Я прослушал и сказал: — Все это очень хорошо, все это ново. Но посмотрите — вы же эту роль перевели в Достоевского, в Неточку Незванову, в «Кроткую», и все исчезло, исчезла Германия. Получилась другая фантасмагория, которую нельзя наложить на эту.
И вот когда читаешь Окуджаву, то ощущаешь фантасмагорию николаевской эпохи, никакой другой. И аналогий не найдете. Здесь виден материал, который неповторим. Я не нашел здесь исторических ошибок (я не историк). Великолепный прием.
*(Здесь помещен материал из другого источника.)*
PR #372, opened 2026-09-08
One small MIPS bugfix in instruction generation

NWilson:
I have split this out of #369 as requested. It affects actual MIPS CPUs (<=R5).

I've also fixed an unused-variable warning on those CPUs.


zherczeg (approved):
LGTM

PR #373, opened 2026-09-08
Fix MIPS runtime FR mode handling

NWilson:
- In autodetection, distinguish native FR mode from FRE compatibility mode
- Fix a typo in the ifdef for PR_GET_FP_MODE
- Fix the build for SLJIT_DETECT_FR==2 (needs 'zero' variable)
- Enable runtime use of MFHC1/MTHC1 paths when build targets R1, but R2 is present at runtime
- Report F64-as-F32 pairs correctly based on the FPU emulation mode

This is also split out of #369, but includes some changes that weren't discussed in that PR.


mattst88:
While reviewing this, I happened to notice that `HAVE_PRCTL` is used in `sljit_src/sljitNativeMIPS_common.c` (added by @carenas in https://github.com/zherczeg/sljit/commit/3dcdb25754363db2cd34dbd1cd9a6a6b880cadae) but I don't see where it's defined by any build system?

sljit_src/sljitNativeMIPS_common.c
```diff
@@ -871,7 +866,7 @@ SLJIT_API_FUNC_ATTRIBUTE sljit_s32 sljit_has_cpu_feature(sljit_s32 feature_type)
 		if (!cpu_feature_list)
 			get_cpu_features();
 
-		return (cpu_feature_list & CPU_FEATURE_FR) != 0;
+		return (cpu_feature_list & (CPU_FEATURE_FPU | CPU_FEATURE_FR)) == CPU_FEATURE_FPU;
```
mattst88, line 870: This was inverted, agreed. `freg_map` maps `SLJIT_F64_SECOND(x)` to hardware register `even+1`, which is the double's high half only under FR=0. Under FR=1 it is an independent register, so the old return value advertised the pairing exactly when it did not hold.

This flips the answer on every MIPS32 host, so FR=0 and FRE machines now run `sljitTestFloat.h:2645` and `sljitTest.c:8544` for the first time. Has the suite been run on an FR=0 target, hardware or qemu?

sljit_src/sljitNativeMIPS_common.c
```diff
@@ -257,9 +257,7 @@ static const sljit_u8 freg_map[SLJIT_NUMBER_OF_FLOAT_REGISTERS + 4] = {
 #define LWR		(HI(38))
 #define LWC1		(HI(49))
 #define MFC1		(HI(17))
-#if defined(SLJIT_MIPS_REV) && SLJIT_MIPS_REV >= 2
 #define MFHC1		(HI(17) | (3 << 21))
```
mattst88, line 260: Dropping the `REV >= 2` guards is safe under autodetection, since `CPU_FEATURE_FR` requires `CPU_FEATURE_FP64`, which comes from `FIR` bit 22, an R2 bit. But the `SLJIT_IS_FPU_AVAILABLE == 64` override at line 416 sets `CPU_FEATURE_FP64` unconditionally, so an R1 build using that override will now emit `MTHC1` on a CPU without it. The old `#if` made that unreachable. Worth either masking `CPU_FEATURE_FR` off when `SLJIT_MIPS_REV < 2`, or commenting the invariant in `get_cpu_features`.

sljit_src/sljitNativeMIPS_common.c
```diff
@@ -442,18 +438,17 @@ static void get_cpu_features(void)
...
-#else /* PR_GET_FP_MODE */
+#ifdef PR_GET_FP_MODE
 		flag = prctl(PR_GET_FP_MODE);
 
-		if (flag > 0)
+		if ((flag & (PR_FP_MODE_FR | PR_FP_MODE_FRE)) == PR_FP_MODE_FR)
 			feature_list |= CPU_FEATURE_FR;
-#endif /* FP_GET_PR_MODE */
+#endif /* PR_GET_FP_MODE */
 #if ((defined(SLJIT_DETECT_FR) && SLJIT_DETECT_FR == 2) \
```
mattst88, line 448: `SLJIT_DETECT_FR` is documented nowhere outside this file, and now that the prctl branch actually compiles, the values matter. What is `== 2` meant to do? It builds the probe in even when prctl is available, but `if (flag < 0)` means it only runs when prctl fails. Fallback, or force-probe?

sljit_src/sljitNativeMIPS_common.c
```diff
@@ -442,18 +438,17 @@ static void get_cpu_features(void)
 #endif /* SLJIT_MIPS_REV >= 5 */
 #else
 		sljit_s32 flag = -1;
```
mattst88, line 440: Pre-existing, but this hunk is the place to fix it: with `PR_GET_FP_MODE` undefined and the probe also excluded (non-GCC, or `__mips < 2`), `flag` is set and never read, tripping `-Wunused-but-set-variable`. Same shape as the `zero` problem this PR fixes.

sljit_src/sljitNativeMIPS_common.c
NWilson: No, sadly I haven't done any hardware or emulation runs yet. I'm hoping CI will catch it. It's clearly broken currently.

sljit_src/sljitNativeMIPS_common.c
NWilson: I don't know, I just wanted to leave things a little better than I found them. SLJIT_DETECT_FR is likely used by no clients, and can be considered effectively dead code (maybe).

sljit_src/sljitNativeMIPS_common.c
NWilson: That's an easy fix, I'll fold it in.

sljit_src/sljitNativeMIPS_common.c
NWilson: The reason I had to remove these R2 guards is because I think they are positively wrong: the code could be compiled for R1 minimum, but run on R2 at runtime, and autodetect the FR features. Hence, runtime support for MTHC1 is needed regardless of what the (minimum-required) MIPS_REV says.

GPT also noticed the issue with SLJIT_IS_FPU_AVAILABLE. However, I chose to just let that one stay as it is.

SLJIT_IS_FPU_AVAILABLE  is an explicit user-override. Customers are very unlikely to be using it, but if they do, then it's their job to set it correctly and plan carefully what CPU they are compiling for and running on.

carenas:
> While reviewing this, I happened to notice that `HAVE_PRCTL` is used in `sljit_src/sljitNativeMIPS_common.c` (added by @carenas in [3dcdb25](https://github.com/zherczeg/sljit/commit/3dcdb25754363db2cd34dbd1cd9a6a6b880cadae)) but I don't see where it's defined by any build system?

if your using a recent enough linux system to build then can use:

```
make EXTRA_CPPFLAGS=-DHAVE_PRCTL
```

mattst88:
> if your using a recent enough linux system to build then can use:
> 
> make EXTRA_CPPFLAGS=-DHAVE_PRCTL

Right... but is that really how the code was intended to be enabled?

NWilson:
> Right... but is that really how the code was intended to be enabled?

Actually, yes.

The sljit project was extracted from PCRE2, with a fairly minimal build system for the independent project. I think there might be some other users, outside of PCRE2, but that is the largest consumer of sljit.

PCRE2 has Autoconf and CMake and systems that can detect `prctl()` and set `HAVE_PRCTL`. But sljit's own Makefile just doesn't do any of that. The sljit CI is more like a smoke test, and it exercises parts of the project that PCRE2 doesn't use.

zherczeg:
Please let me know when the changes are final.

About the history: sljit was created as a simple jit compiler, and pcre used it later. The inspiration come from v8/yarr, which also used jit to accelerate pattern matching. Although it turned out that pcre is far more complex than JavaScript regexp.

NWilson:
I think it's final from me. Matt had some comments about further improvements, but I don't think any of the things he commented were regressions. The existing SLJIT_DETECT_FR and SLJIT_IS_FPU_AVAILABLE overrides are delicate, and I haven't fixed or changed that.

mattst88:
Works for me. I'm happy to follow up myself.

zherczeg (approved):
LGTM

PR #374, opened 2026-09-16
mips: restrict better PREFX to avoid SIGILL

carenas:
Running NetBSD evbmips/mips 11.99.8 in a QEMU emulated malta board with a 4Kc CPU (MIPS32) triggered a SIGILL in test47.

I am little surprised this wasn't raised before as it is even reproducible with QEMU and the Ubuntu cross compiler that was recently added to PCRE2 CI, and the documentation[1] that was quoted when adding support for `R6`, but hopefully the organic refactoring I came with covers all codepaths going forward.

[1] https://docs.alexrp.com/mips/


zherczeg (approved):
LGTM

PR #1, opened 2016-05-31
Apply the fixes that seemed to disappear from my local branch

Martin2112:
Mutter mutter, git .... bah humbug etc.


Martin2112:
TBR. Going to merge it because it doesn't compile without these. I thought they were in the import but Git disagreed.

PR #2, opened 2016-05-31
Add the storage mocks, which somehow also went missing.

Martin2112:


Martin2112:
TBR. Also merging because it's required for the tests to run. Sigh.

PR #4, opened 2016-06-02
Get rid of Gob encoding for SignedTimestamp

Martin2112:
It's a proto now so we don't need Gob encoder for it. Will sort out NodeID in a later PR.

### DIFF
--- a/storage/mysql/tree_storage.go
+++ b/storage/mysql/tree_storage.go
@@ -137,14 +137,10 @@ func expandPlaceholderSql(sql string, num int) string {
 }
 
 func decodeSignedTimestamp(signedEntryTimestampBytes []byte) (trillian.SignedEntryTimestamp, error) {
-	// TODO: This will probably switch to proto serialization later
 	var signedEntryTimestamp trillian.SignedEntryTimestamp
-	buffer := bytes.NewBuffer(signedEntryTimestampBytes)
-	dec := gob.NewDecoder(buffer)
-	err := dec.Decode(&signedEntryTimestamp)
 
-	if err != nil {
-		glog.Warningf("Failed to encode payload: %s", err)
+	if err := proto.Unmarshal(signedEntryTimestampBytes, &signedEntryTimestamp); err != nil {
+		glog.Warningf("Failed to decode SignedTimestamp: %s", err)
 		return trillian.SignedEntryTimestamp{}, err
 	}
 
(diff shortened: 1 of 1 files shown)


storage/mysql/tree_storage.go
```diff
@@ -137,33 +137,27 @@ func expandPlaceholderSql(sql string, num int) string {
 }
 
 func decodeSignedTimestamp(signedEntryTimestampBytes []byte) (trillian.SignedEntryTimestamp, error) {
-	// TODO: This will probably switch to proto serialization later
 	var signedEntryTimestamp trillian.SignedEntryTimestamp
-	buffer := bytes.NewBuffer(signedEntryTimestampBytes)
-	dec := gob.NewDecoder(buffer)
-	err := dec.Decode(&signedEntryTimestamp)
+
+	err := proto.Unmarshal(signedEntryTimestampBytes, &signedEntryTimestamp)
```
AlCutter:
```
if err := proto.blahblah; err != nil {
  // glog
  return ...
}
```

storage/mysql/tree_storage.go
```diff
@@ -137,33 +137,27 @@ func expandPlaceholderSql(sql string, num int) string {
...
 
 	if err != nil {
-		glog.Warningf("Failed to encode payload: %s", err)
+		glog.Warningf("Failed to decode payload: %s", err)
```
AlCutter: /payload/SignedTimestamp/ ?

storage/mysql/tree_storage.go
```diff
@@ -137,33 +137,27 @@ func expandPlaceholderSql(sql string, num int) string {
...
 func encodeSignedTimestamp(signedEntryTimestamp trillian.SignedEntryTimestamp) ([]byte, error) {
-	// TODO: This will probably switch to proto serialization later but we're avoiding those
-	// dependencies for the moment
-	var signedTimestampBuffer bytes.Buffer
-	enc := gob.NewEncoder(&signedTimestampBuffer)
-	err := enc.Encode(signedEntryTimestamp)
+	marshalled, err := proto.Marshal(&signedEntryTimestamp)
 
 	if err != nil {
 		glog.Warningf("Failed to encode payload: %s", err)
```
AlCutter: same /payload/SignedTimestamp/ sub here too?

storage/mysql/tree_storage.go

storage/mysql/tree_storage.go
Martin2112: Yeah it's because the original table column was payload, that still needs to be cleaned up. Done.

storage/mysql/tree_storage.go

PR #5, opened 2016-06-02
Get rid of gob serialization for node IDs and use protos

Martin2112:
I added a storage proto file as these are for internal use only.
Possibly could have used protos directly but as the IDs have associated
logic they'd probably have to be wrapped so this didn't seem too bad.


storage/mysql/tree_storage.go
```diff
@@ -166,31 +166,30 @@ func encodeSignedTimestamp(signedEntryTimestamp trillian.SignedEntryTimestamp) (
...
-func decodeNodeID(nodeIDBytes []byte, nodeID *storage.NodeID) error {
-	// TODO: This will probably switch to proto serialization later
-	buffer := bytes.NewBuffer(nodeIDBytes)
-	dec := gob.NewDecoder(buffer)
+// Node IDs are stored using proto serialization
+func decodeNodeID(nodeIDBytes []byte) (*storage.NodeID, error) {
+	var nodeIdProto storage.NodeIDProto
 
-	if err := dec.Decode(nodeID); err != nil {
+	err := proto.Unmarshal(nodeIDBytes, &nodeIdProto)
```
AlCutter:
```
if err := ...; err != nil {
...
}
```

PR #6, opened 2016-06-02
Fix TODO, inject hasher into sequencer

Martin2112:


log/sequencer.go
```diff
@@ -18,27 +18,26 @@ import (
 // There is no strong ordering guarantee but in general entries will be processed
 // in order of submission to the log.
 type Sequencer struct {
+	hasher trillian.Hasher
```
AlCutter: gofmt should line up the types for you I think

Стилизация достигается не внешними формами, а мышлением, ощущением, тем внутренним монологом, который говорил бы человек. И эта фантасмагория, эти невероятные происшествия со шпионом, с гибелью — погиб неизвестно как — вспомните все эти штуки, которые происходили, — это была та самая реальная мистика. Она ждала каких-то перемен, она ждала 48-го года, потому что 1825 год прошел и был неповторим. В этом отношении, мне кажется, роман Окуджавы неповторим.
Обсуждение романа Булата Окуджавы «Путешествие дилетантов» состоялось на заседании творческого объединения прозаиков Московской писательской организации 14 декабря 1976 года. Происходило оно после публикации в журнале «Дружба народов» первой книги романа. Председательствовал на обсуждении Г. Березко. Кроме Ю. Домбровского выступили: Л. Жак, В. Соколов, Ф. Таурин, В. Осипов, А. Коган, Н. Рабкина, Б. Хотимский, В. Воронов.
Публикуемые в настоящем томе выдержки из выступления Юрия Домбровского интересны ассоциациями, которые вызвал у него роман Булата Окуджавы. Такие далекие, казалось бы, от переживаний и приключений героев «Путешествия дилетантов», они с неожиданной стороны приоткрывают мировосприятие писателя, его способ мышления, строгий и образный одновременно.
Именно этим руководствовались мы, помещая фрагменты выступления Ю. Домбровского на обсуждении произведения коллеги рядом с его критическими статьями и этюдами о писателях.
Попутно хочется сказать еще вот о чем: архивы не только Московской писательской организации, но и российского Союза писателей, и так называемого «большого» Союза хранят немало «скучных» документов (стенограмм всяких заседаний, обсуждений, совещаний и т. д.), которые ныне обрели историческую важность. Будет печально и постыдно, если мы не обратим пристального внимания на них и не обнародуем. Объективную историю отечественной словесности последних десятилетий трудно написать без привлечения этого огромного архивного пласта.